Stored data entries
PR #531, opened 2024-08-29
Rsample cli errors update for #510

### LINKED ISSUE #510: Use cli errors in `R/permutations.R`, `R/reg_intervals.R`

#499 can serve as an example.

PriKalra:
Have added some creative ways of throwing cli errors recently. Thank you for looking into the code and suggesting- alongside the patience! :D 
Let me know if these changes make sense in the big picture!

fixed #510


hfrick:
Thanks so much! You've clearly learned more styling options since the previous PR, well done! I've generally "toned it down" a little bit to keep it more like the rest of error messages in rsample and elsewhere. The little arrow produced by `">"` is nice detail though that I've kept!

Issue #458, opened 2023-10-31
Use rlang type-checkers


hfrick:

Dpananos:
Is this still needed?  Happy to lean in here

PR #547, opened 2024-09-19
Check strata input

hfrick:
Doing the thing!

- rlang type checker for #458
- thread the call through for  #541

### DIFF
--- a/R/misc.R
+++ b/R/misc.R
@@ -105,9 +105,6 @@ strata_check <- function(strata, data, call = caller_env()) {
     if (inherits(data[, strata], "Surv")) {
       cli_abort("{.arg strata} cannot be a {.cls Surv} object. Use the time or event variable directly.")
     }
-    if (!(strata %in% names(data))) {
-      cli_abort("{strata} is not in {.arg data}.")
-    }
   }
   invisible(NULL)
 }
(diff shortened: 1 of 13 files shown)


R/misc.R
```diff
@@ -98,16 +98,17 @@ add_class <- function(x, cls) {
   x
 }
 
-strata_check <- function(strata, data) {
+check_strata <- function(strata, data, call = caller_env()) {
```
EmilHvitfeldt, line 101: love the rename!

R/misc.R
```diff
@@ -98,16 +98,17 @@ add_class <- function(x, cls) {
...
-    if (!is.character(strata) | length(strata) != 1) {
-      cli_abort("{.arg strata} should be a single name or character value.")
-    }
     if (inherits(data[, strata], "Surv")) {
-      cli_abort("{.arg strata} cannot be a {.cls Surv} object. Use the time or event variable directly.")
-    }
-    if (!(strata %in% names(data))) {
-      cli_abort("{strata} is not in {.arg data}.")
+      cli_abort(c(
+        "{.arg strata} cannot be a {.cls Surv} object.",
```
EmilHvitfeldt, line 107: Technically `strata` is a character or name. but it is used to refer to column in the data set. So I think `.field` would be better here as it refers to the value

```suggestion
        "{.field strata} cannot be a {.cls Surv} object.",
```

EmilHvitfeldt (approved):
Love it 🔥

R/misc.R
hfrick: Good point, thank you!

---

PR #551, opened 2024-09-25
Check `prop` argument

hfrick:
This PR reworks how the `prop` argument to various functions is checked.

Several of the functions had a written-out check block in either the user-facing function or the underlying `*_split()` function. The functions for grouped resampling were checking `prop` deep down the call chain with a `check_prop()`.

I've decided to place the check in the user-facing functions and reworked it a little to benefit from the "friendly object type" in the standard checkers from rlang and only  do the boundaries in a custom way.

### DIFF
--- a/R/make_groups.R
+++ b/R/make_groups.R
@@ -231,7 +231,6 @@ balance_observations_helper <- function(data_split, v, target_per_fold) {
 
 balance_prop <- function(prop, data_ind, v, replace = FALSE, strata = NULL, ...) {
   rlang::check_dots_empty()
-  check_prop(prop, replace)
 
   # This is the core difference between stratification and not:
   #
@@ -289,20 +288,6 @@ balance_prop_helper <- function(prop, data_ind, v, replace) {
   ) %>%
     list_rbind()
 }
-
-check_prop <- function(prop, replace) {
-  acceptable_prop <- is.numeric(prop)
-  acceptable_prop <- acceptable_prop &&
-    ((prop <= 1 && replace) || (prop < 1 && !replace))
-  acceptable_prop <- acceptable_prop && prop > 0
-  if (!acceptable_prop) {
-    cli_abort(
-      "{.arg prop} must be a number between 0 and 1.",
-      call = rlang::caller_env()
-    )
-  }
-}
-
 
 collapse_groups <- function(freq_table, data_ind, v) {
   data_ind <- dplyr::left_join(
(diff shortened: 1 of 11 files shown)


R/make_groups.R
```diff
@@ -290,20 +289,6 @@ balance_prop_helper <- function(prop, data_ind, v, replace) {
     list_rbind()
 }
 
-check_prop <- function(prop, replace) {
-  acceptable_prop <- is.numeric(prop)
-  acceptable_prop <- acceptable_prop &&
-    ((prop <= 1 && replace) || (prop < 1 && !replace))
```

Exercise objective: Please tally the lines in the data above containing the string "user", and give the number alone.

Response box: 2